Ayers Kaserne at Kirch-Göns, Germany (coordinates: 50° 28' 46.08" N  8° 38' 41.83" E) was a U.S. Army installation built in 1952 as part of the major construction efforts under the U.S. Army troop augmentation program of the early 1950s, occupied by the 22nd Regimental Combat Team of the Fourth infantry Division until May, 1956, and by the Third U.S. Armored Division in 1956 and then home to Combat Command A, 3rd Armored Division was stationed at Ayers Kaserne beginning 12 May 1956. The troops arrived following an 11-hour train ride from the port of Bremerhaven.

History
As of 1 October 1963, Combat Command A was reorganized and re-designated as the 1st Brigade,3rd Armored Division (United States) which was the largest combat brigade in Europe until 1996 when the division colors were transferred back to Ft. Knox, Kentucky for retirement of the colors, thus the end of the historic 3rd Armored Division (United States) (Spearhead). 

The installation was known throughout the United States European Command (EUCOM) as "the Rock".

Originally, Ayers Kaserne was used as a recovery field for the German Luftwaffe during World War II. The entire base was demolished, except for one bunker.
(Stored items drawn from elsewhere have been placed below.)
PR #3681, opened 2020-08-11
spirv-fuzz: Transformation to convert OpSelect to conditional branch

stefanomil:
This transformation takes an OpSelect instruction and replaces it with
a conditional branch, selecting the correct value using an OpPhi
instruction.

Fixes part of the issue #3544 .

### DIFF
--- a/source/fuzz/fuzzer_pass_replace_opselects_with_conditional_branches.cpp
+++ b/source/fuzz/fuzzer_pass_replace_opselects_with_conditional_branches.cpp
@@ -15,7 +15,9 @@
 #include "source/fuzz/fuzzer_pass_replace_opselects_with_conditional_branches.h"
 
 #include "source/fuzz/fuzzer_util.h"
+#include "source/fuzz/instruction_descriptor.h"
 #include "source/fuzz/transformation_replace_opselect_with_conditional_branch.h"
+#include "source/fuzz/transformation_split_block.h"
 
 namespace spvtools {
 namespace fuzz {
@@ -42,8 +44,11 @@ void FuzzerPassReplaceOpSelectsWithConditionalBranches::Apply() {
   for (auto& function : *GetIRContext()->module()) {
     for (auto& block : function) {
       // We cannot split loop headers, so we don't need to consider instructions
-      // in loop headers.
-      if (block.IsLoopHeader()) {
+      // in loop headers that are also merge blocks (since they would need to be
+      // split).
+      if (block.IsLoopHeader() &&
+          GetIRContext()->GetStructuredCFGAnalysis()->IsMergeBlock(
+              block.id())) {
         continue;
       }
 
@@ -58,6 +63,14 @@ void FuzzerPassReplaceOpSelectsWithConditionalBranches::Apply() {
                 GetFuzzerContext()
                     ->GetChanceOfReplacingOpselectWithConditionalBranch())) {
           continue;
+        }
+
+        // If the block is a loop header and we need to split it, the
+        // transformation cannot be applied because loop headers cannot be
+        // split. We can break out of this loop because the transformation can
+        // only be applied to at most the first instruction in a loop header.
+        if (block.IsLoopHeader() && InstructionNeedsSplitBefore(&instruction)) {
+          break;
         }
 
         // If the instruction separates an OpSampledImage from its use, the
@@ -75,12 +88,74 @@ void FuzzerPassReplaceOpSelectsWithConditionalBranches::Apply() {
     }
   }
 
-  // Apply the transformations.
+  // Apply the transformations, splitting the blocks containing the
+  // instructions, if necessary.
   for (uint32_t instruction_id : replaceable_opselect_instruction_ids) {
+    auto instruction =
+        GetIRContext()->get_def_use_mgr()->GetDef(instruction_id);
+
+    // If the instruction requires the block containing it to be split before
+    // it, split the block.
+    if (InstructionNeedsSplitBefore(instruction)) {
+      ApplyTransformation(TransformationSplitBlock(
+          MakeInstructionDescriptor(GetIRContext(), instruction),
+          GetFuzzerContext()->GetFreshId()));
+    }
+
+    // Decide whether to have two branches or just one.
+    bool two_branches = GetFuzzerContext()->ChoosePercentage(
+        GetFuzzerContext()
+            ->GetChanceOfAddingBothBranchesWhenReplacingOpSelect());
+
+    // If there will be only one branch, decide whether it will be the true
+    // branch or the false branch.
+    bool true_branch_id_zero =
+        !two_branches &&
+        GetFuzzerContext()->ChoosePercentage(
+            GetFuzzerContext()
+                ->GetChanceOfAddingTrueBranchWhenReplacingOpSelect());
+    bool false_branch_id_zero = !two_branches && !true_branch_id_zero;
+
+    uint32_t true_branch_id =
+        true_branch_id_zero ? 0 : GetFuzzerContext()->GetFreshId();
+    uint32_t false_branch_id =
+        false_branch_id_zero ? 0 : GetFuzzerContext()->GetFreshId();
+
     ApplyTransformation(TransformationReplaceOpSelectWithConditionalBranch(
-        instruction_id, GetFuzzerContext()->GetFreshId(),
-        GetFuzzerContext()->GetFreshId()));
+        instruction_id, true_branch_id, false_branch_id));
   }
+}
+
+bool FuzzerPassReplaceOpSelectsWithConditionalBranches::
+    InstructionNeedsSplitBefore(opt::Instruction* instruction) {
+  assert(instruction && instruction->opcode() == SpvOpSelect &&
+         "The instruction must be OpSelect.");
+
+  auto block = GetIRContext()->get_instr_block(instruction);
+  assert(block && "The instruction must be contained in a block.");
+
+  // We need to split the block if the instruction is not the first in its
+  // block.
+  if (instruction->unique_id() != block->begin()->unique_id()) {
+    return true;
+  }
+
+  // We need to split the block if it is a merge block.
+  if (GetIRContext()->GetStructuredCFGAnalysis()->IsMergeBlock(block->id())) {
+    return true;
+  }
+
+  // We need to split the block if it has more than one predecessor.
+  if (GetIRContext()->cfg()->preds(block->id()).size() != 1) {
+    return true;
+  }
+
+  // We need to split the block if its predecessor is a header or it does not
+  // branch unconditionally to the block.
+  auto predecessor = GetIRContext()->get_instr_block(
+      GetIRContext()->cfg()->preds(block->id())[0]);
+  return predecessor->MergeBlockIdIfAny() ||
+         predecessor->terminator()->opcode() != SpvOpBranch;
 }
 
 }  // namespace fuzz
--- a/source/fuzz/fuzzer_pass_replace_opselects_with_conditional_branches.cpp
+++ b/source/fuzz/fuzzer_pass_replace_opselects_with_conditional_branches.cpp
@@ -12,4 +12,76 @@
 // See the License for the specific language governing permissions and
 // limitations under the License.
 
-#include "fuzzer_pass_replace_opselects_with_conditional_branches.h"
+#include "source/fuzz/fuzzer_pass_replace_opselects_with_conditional_branches.h"
+
+#include "source/fuzz/fuzzer_util.h"
+#include "source/fuzz/transformation_replace_opselect_with_conditional_branch.h"
+
+namespace spvtools {
+namespace fuzz {
+
+FuzzerPassReplaceOpselectsWithConditionalBranches::
+    FuzzerPassReplaceOpselectsWithConditionalBranches(
+        opt::IRContext* ir_context,
+        TransformationContext* transformation_context,
+        FuzzerContext* fuzzer_context,
+        protobufs::TransformationSequence* transformations)
+    : FuzzerPass(ir_context, transformation_context, fuzzer_context,
+                 transformations) {}
+
+FuzzerPassReplaceOpselectsWithConditionalBranches::
+    ~FuzzerPassReplaceOpselectsWithConditionalBranches() = default;
+
+void FuzzerPassReplaceOpselectsWithConditionalBranches::Apply() {
+  // Keep track of the instructions that we want to replace. We need to collect
+  // them in a vector, since it's not safe to modify the module while iterating
+  // over it.
+  std::vector<uint32_t> replaceable_opselect_instruction_ids;
+
+  // Loop over all the instructions in the module.
+  for (auto& function : *GetIRContext()->module()) {
+    for (auto& block : function) {
+      // We cannot split loop headers, so we don't need to consider instructions
+      // in loop headers.
+      if (block.IsLoopHeader()) {
+        continue;
+      }
+
+      for (auto& instruction : block) {
+        // We only care about OpSelect instructions.
+        if (instruction.opcode() != SpvOpSelect) {
+          continue;
+        }
+
+        // Randomly choose whether to consider this instruction for replacement.
+        if (!GetFuzzerContext()->ChoosePercentage(
+                GetFuzzerContext()
+                    ->GetChanceOfReplacingOpselectWithConditionalBranch())) {
+          continue;
+        }
+
+        // If the instruction separates an OpSampledImage from its use, the
+        // block cannot be split around it and the instruction cannot be
+        // replaced.
+        if (fuzzerutil::
+                SplitBeforeInstructionSeparatesOpSampledImageDefinitionFromUse(
+                    &block, &instruction)) {
+          continue;
+        }
+
+        // We can apply the transformation to this instruction.
+        replaceable_opselect_instruction_ids.push_back(instruction.result_id());
+      }
+    }
+  }
+
+  // Apply the transformations.
+  for (uint32_t instruction_id : replaceable_opselect_instruction_ids) {
+    ApplyTransformation(TransformationReplaceOpselectWithConditionalBranch(
+        instruction_id,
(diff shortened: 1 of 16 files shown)


source/fuzz/protobufs/spvtoolsfuzz.proto
```diff
@@ -1454,6 +1455,18 @@ message TransformationReplaceLoadStoreWithCopyMemory {
...
+message TransformationReplaceOpSelectWithConditionalBranch {
+
+  // A transformation that takes an OpSelect instruction and replaces
+  // it with a conditional branch and an OpPhi instruction.
+
+  // The result id of the OpSelect instruction
+  uint32 select_id = 1;
+
+  // Fresh ids for the new blocks
+  UInt32Pair new_block_ids = 2;
```
Vasniktel, line 1467: Not a strict requirement but it would probably be better to use two separate fields. Something like `true_block_fresh_id` and `merge_block_fresh_id`.

source/fuzz/transformation_replace_opselect_with_conditional_branch.cpp
```diff
@@ -0,0 +1,146 @@
...
+
+  // Check that the new block ids are fresh and distinct.
+  std::set<uint32_t> used_ids;
+  for (uint32_t id :
+       {message_.new_block_ids().first(), message_.new_block_ids().second()}) {
+    if (!CheckIdIsFreshAndNotUsedByThisTransformation(id, ir_context,
+                                                      &used_ids)) {
+      return false;
+    }
+  }
```
Vasniktel, line 58: Nice!

source/fuzz/transformation_replace_opselect_with_conditional_branch.cpp
```diff
@@ -0,0 +1,146 @@
...
+    const TransformationContext& /* unused */) const {
+  auto instruction =
+      ir_context->get_def_use_mgr()->GetDef(message_.select_id());
+
+  // The instruction must exist and it must be an OpSelect instruction.
+  if (!instruction || instruction->opcode() != SpvOpSelect) {
+    return false;
+  }
+
+  auto block = ir_context->get_instr_block(instruction);
```
Vasniktel, line 48: I would've checked that `block != nullptr` just to be safe.

source/fuzz/transformation_replace_opselect_with_conditional_branch.cpp
```diff
@@ -0,0 +1,146 @@
...
+      ir_context, SpvOpBranch, 0, 0,
+      opt::Instruction::OperandList{
+          {SPV_OPERAND_TYPE_ID, {merge_block->id()}}}));
+
+  // Add an OpSelectionMerge instruction to the original block.
+  block->AddInstruction(MakeUnique<opt::Instruction>(
+      ir_context, SpvOpSelectionMerge, 0, 0,
+      opt::Instruction::OperandList{
+          {SPV_OPERAND_TYPE_ID, {merge_block->id()}},
+          {SPV_OPERAND_TYPE_SELECTION_CONTROL, {0}}}));
```
Vasniktel, line 108: I believe there is an enum member for `None` operand.

source/fuzz/transformation_replace_opselect_with_conditional_branch.cpp
```diff
@@ -0,0 +1,146 @@
...
+
+  // Add a conditional branching instruction to the original block, using the
+  // same conditional as OpSelect and branching to the new block if the
+  // condition is true, to the merge block otherwise.
+  block->AddInstruction(MakeUnique<opt::Instruction>(
+      ir_context, SpvOpBranchConditional, 0, 0,
+      opt::Instruction::OperandList{
+          {SPV_OPERAND_TYPE_ID, {instruction->GetSingleWordInOperand(0)}},
```
Vasniktel, line 116: Condition in OpSelect can be a scalar or a vector of boolean components. I think we should check the latter case in the IsApplicable since we don't support it.

source/fuzz/transformation_replace_opselect_with_conditional_branch.h
```diff
@@ -0,0 +1,53 @@
...
+             TransformationContext* transformation_context) const override;
+
+  protobufs::Transformation ToMessage() const override;
+
+ private:
+  protobufs::TransformationReplaceOpSelectWithConditionalBranch message_;
+};
+}  // namespace fuzz
+}  // namespace spvtools
+#endif  // SOURCE_FUZZ_TRANSFORMATION_REPLACE_OPSELECT_WITH_CONDITIONAL_BRANCH_H
```
Vasniktel, line 53: `\n` are missing.

source/fuzz/transformation_replace_opselect_with_conditional_branch.cpp
```diff
@@ -0,0 +1,146 @@
...
+          {SPV_OPERAND_TYPE_ID, {new_block->id()}},
+          {SPV_OPERAND_TYPE_ID, {merge_block->id()}}}));
+
+  // Replace the OpSelect instruction in the merge block with an OpPhi.
+  // This:          OpSelect %type %cond %if %else
+  // will become:   OpPhi %type %if %new_block_id %else %block_id
```
Vasniktel, line 122: Nice comments.

test/fuzz/fuzzer_pass_construct_composites_test.cpp
```diff
@@ -13,6 +13,7 @@
 // limitations under the License.
 
 #include "source/fuzz/fuzzer_pass_construct_composites.h"
+#include "source/fuzz/fuzzer_pass_replace_opselects_with_conditional_branches.h"
```
Vasniktel, line 16: Do we need this?

test/fuzz/transformation_replace_opselect_with_conditional_branch_test.cpp
```diff
@@ -0,0 +1,181 @@
...
+
+#include "source/fuzz/transformation_replace_opselect_with_conditional_branch.h"
+
+#include "test/fuzz/fuzz_test_util.h"
+
+namespace spvtools {
+namespace fuzz {
+namespace {
+
+TEST(TransformationReplaceOpSelectWithConditionalBranchTest, Inapplicable) {
```
Vasniktel, line 23: Add a test for the case when OpSelect's condition is a vector of booleans.

source/fuzz/fuzzer_pass_replace_opselects_with_conditional_branches.cpp
```diff
@@ -0,0 +1,87 @@
...
+        }
+
+        // If the instruction separates an OpSampledImage from its use, the
+        // block cannot be split around it and the instruction cannot be
+        // replaced.
+        if (fuzzerutil::
+                SplitBeforeInstructionSeparatesOpSampledImageDefinitionFromUse(
+                    &block, &instruction)) {
+          continue;
+        }
```
Vasniktel, line 70: This loop essentially repeats almost all the conditions from the `IsApplicable` method. You could've refactored these repeatable conditions into a separate static method in the transformation class (something like `CanSplitBlockAt` or similar). It's up to you, though.

source/fuzz/transformation_replace_opselect_with_conditional_branch.cpp
Vasniktel: `SpvSelectionControlMaskNone`.

source/fuzz/fuzzer_pass_replace_opselects_with_conditional_branches.h
```diff
@@ -0,0 +1,36 @@
...
+
+#ifndef SOURCE_FUZZ_FUZZER_PASS_REPLACE_OPSELECTS_WITH_CONDITIONAL_BRANCHES_
+#define SOURCE_FUZZ_FUZZER_PASS_REPLACE_OPSELECTS_WITH_CONDITIONAL_BRANCHES_
+
+#include "source/fuzz/fuzzer_pass.h"
+
+namespace spvtools {
+namespace fuzz {
+
+class FuzzerPassReplaceOpSelectsWithConditionalBranches : public FuzzerPass {
```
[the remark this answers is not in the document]
stefanomil: Thanks, I added one

source/fuzz/fuzzer_pass_replace_opselects_with_conditional_branches.h
```diff
@@ -0,0 +1,36 @@
...
+      FuzzerContext* fuzzer_context,
+      protobufs::TransformationSequence* transformations);
+
+  ~FuzzerPassReplaceOpSelectsWithConditionalBranches() override;
+
+  void Apply() override;
+};
+}  // namespace fuzz
+}  // namespace spvtools
+#endif  // SOURCE_FUZZ_FUZZER_PASS_REPLACE_OPSELECTS_WITH_CONDITIONAL_BRANCHES_
```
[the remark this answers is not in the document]
stefanomil: Added

source/fuzz/protobufs/spvtoolsfuzz.proto
stefanomil: Yes, I agree

source/fuzz/transformation_replace_opselect_with_conditional_branch.cpp
stefanomil: I have added an assertion

source/fuzz/transformation_replace_opselect_with_conditional_branch.cpp
stefanomil: Thanks

source/fuzz/transformation_replace_opselect_with_conditional_branch.cpp
stefanomil: Yes, thanks for spotting this!

source/fuzz/transformation_replace_opselect_with_conditional_branch.h
stefanomil: Added

test/fuzz/fuzzer_pass_construct_composites_test.cpp
stefanomil: No, I forgot to delete it after I quickly tried running the new fuzzer pass

test/fuzz/transformation_replace_opselect_with_conditional_branch_test.cpp
stefanomil: Done

source/fuzz/fuzzer_pass_replace_opselects_with_conditional_branches.cpp
stefanomil: I think it's simple enough to stay this way (I think it's just 2 checks that could be refactored into a function)

source/fuzz/protobufs/spvtoolsfuzz.proto
```diff
@@ -1480,6 +1481,20 @@ message TransformationReplaceLoadStoreWithCopyMemory {
...
+  // A transformation that takes an OpSelect instruction with a
+  // scalar boolean condition and replaces it with a conditional
+  // branch and an OpPhi instruction.
+
+  // The result id of the OpSelect instruction
+  uint32 select_id = 1;
+
+  // Fresh ids for the new blocks
+  uint32 true_block_fresh_id = 2;
+  uint32 merge_block_fresh_id = 3;
```
afd, line 1495: I think we tend to have a comment per field and line of whitespace between field for protobuf messages, so I suggest commenting in a little more detail - e.g. explaining that in the true block there will be a copy object of the "then" id of the select, and that the merge block with choose between this and the "else" id of the select using an OpPhi.

source/fuzz/protobufs/spvtoolsfuzz.proto
```diff
@@ -1480,6 +1481,20 @@ message TransformationReplaceLoadStoreWithCopyMemory {
   InstructionDescriptor store_instruction_descriptor = 2;
 }
 
+message TransformationReplaceOpSelectWithConditionalBranch {
+
+  // A transformation that takes an OpSelect instruction with a
+  // scalar boolean condition and replaces it with a conditional
+  // branch and an OpPhi instruction.
```
afd, line 1488: I wonder whether it might be nice to have two block fields: true_block and false_block, and to allow at most one of them to be 0.  If neither are 0 we end up with a proper diamond shape, and otherwise we get a half diamond, and it can be in either direction -- see what I mean?  The fuzzer pass could decide which to create.  This might add a bit more diversity.

afd (commented):
A couple of comments - didn't have time to do a full review yet and need to stop for the day.

As mentioned in the comment on the protobuf, it would be nice to allow this transformation to be able to generate a few different forms of the control flow subgraph.

afd:
@stefanomil I was thinking a bit more about this transformation and had the following thought: rather than having the *transformation* do any block splitting, it would be fine and arguably better to have the transformation assume something straightforward, e.g. that the OpSelect instruction is the first instruction in its block.  Or - if it would make things more straightforward still - the OpSelect could be a singleton instruction in its own block.

Then the fuzzer pass could identify the instructions that it would like to turn into conditionals, and could do the necessary block splitting.

Do you see what I mean?

stefanomil:
@afd So, the transformation could check that:
- the OpSelect is the first instruction in its block
- the block that OpSelect is in has exactly one predecessor, which branches unconditionally to it

Then, when applied, the transformation would change the branching instruction of the predecessor, introduce a new empty block and replace OpSelect with OpPhi.

Is this what you meant?

afd:
Yes.  But I stick with [my other suggestion](https://github.com/KhronosGroup/SPIRV-Tools/pull/3681#discussion_r477432797) as well.

source/fuzz/protobufs/spvtoolsfuzz.proto
stefanomil: Done (after making the other changes)

source/fuzz/protobufs/spvtoolsfuzz.proto
stefanomil: Done

source/fuzz/transformation_replace_opselect_with_conditional_branch.cpp
```diff
@@ -0,0 +1,201 @@
...
+  if (!instruction || instruction->opcode() != SpvOpSelect) {
+    return false;
+  }
+
+  // Check that the condition is a scalar boolean.
+  auto condition = ir_context->get_def_use_mgr()->GetDef(
+      instruction->GetSingleWordInOperand(0));
+  if (!condition) {
+    return false;
+  }
```
afd, line 63: We can assume that the module is valid.  As a result, "condition" *must* be an instruction.  You can thus either omit this check or change it to an assertion with appropriate '&& "..."' string.

source/fuzz/transformation_replace_opselect_with_conditional_branch.cpp
```diff
@@ -0,0 +1,201 @@
...
+  auto condition_type =
+      ir_context->get_type_mgr()->GetType(condition->type_id());
+  if (!condition_type || !condition_type->AsBool()) {
+    return false;
+  }
```
afd, line 68: Again, condition_type must exist and must be in the type manager - it cannot be zero.  So you could just go ahead and check AsBool holds.

source/fuzz/transformation_replace_opselect_with_conditional_branch.cpp
```diff
@@ -0,0 +1,201 @@
...
+  // |if_block| will be the true block, if it has been created, the instruction
+  // block otherwise.
+  uint32_t if_block =
+      message_.true_block_id() ? message_.true_block_id() : block->id();
+
+  // |else_block| will be the false block, if it has been created, the
+  // instruction block otherwise.
+  uint32_t else_block =
+      message_.false_block_id() ? message_.false_block_id() : block->id();
+
```
afd, line 155: Up to you but I would probably assert here that if_block and else_block are different (as an integrity check that they can't both end up as block->id()).

source/fuzz/fuzzer_pass_replace_opselects_with_conditional_branches.cpp
```diff
@@ -0,0 +1,162 @@
...
+        // only be applied to at most the first instruction in a loop header.
+        if (block.IsLoopHeader() && InstructionNeedsSplitBefore(&instruction)) {
+          break;
+        }
+
+        // If the instruction separates an OpSampledImage from its use, the
+        // block cannot be split around it and the instruction cannot be
+        // replaced.
+        if (fuzzerutil::
+                SplitBeforeInstructionSeparatesOpSampledImageDefinitionFromUse(
```
afd, line 80: I think it would be better for this function name to start "Splitting", i.e. "SplittingBeforeInstructionSeparatesOpSampledImageDefinitionFromUse"; could you make that change as part of this PR?

afd (changes requested):
Looks great!  Some minor final changes requested.

source/fuzz/transformation_replace_opselect_with_conditional_branch.cpp
stefanomil: I turned this into an assertion

source/fuzz/transformation_replace_opselect_with_conditional_branch.cpp
stefanomil: Done

source/fuzz/transformation_replace_opselect_with_conditional_branch.cpp
stefanomil: I added an assertion

source/fuzz/fuzzer_pass_replace_opselects_with_conditional_branches.cpp
stefanomil: Done

afd (approved):
LGTM - please rebase and I will merge.

stefanomil:
@afd I have rebased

United States President and Commander-In-Chief Gerald R. Ford visited Ayers Kaserne in July 1975; the first visit by a U.S. President to a U.S. military installation in Europe since John F. Kennedy's 1963 visit to the 3rd Armored division in Hanau, Germany. President Ford was accompanied by General Alexander M. Haig, Jr. (the seventh Supreme Allied Commander, Europe), Colonel Louis C. Wagner, Jr. (Commander, 1st Brigade, 3AD); and Georg Leber (German Minister of Defense).

Units of the 1st Armored Division (forward) occupied the kaserne until its closing and return to the German government in 1998.

Today, the former military kaserne has been redeveloped as a business/industrial park, chiefly occupied by a transport company named "Bork". All post buildings have been demolished except for the former chapel.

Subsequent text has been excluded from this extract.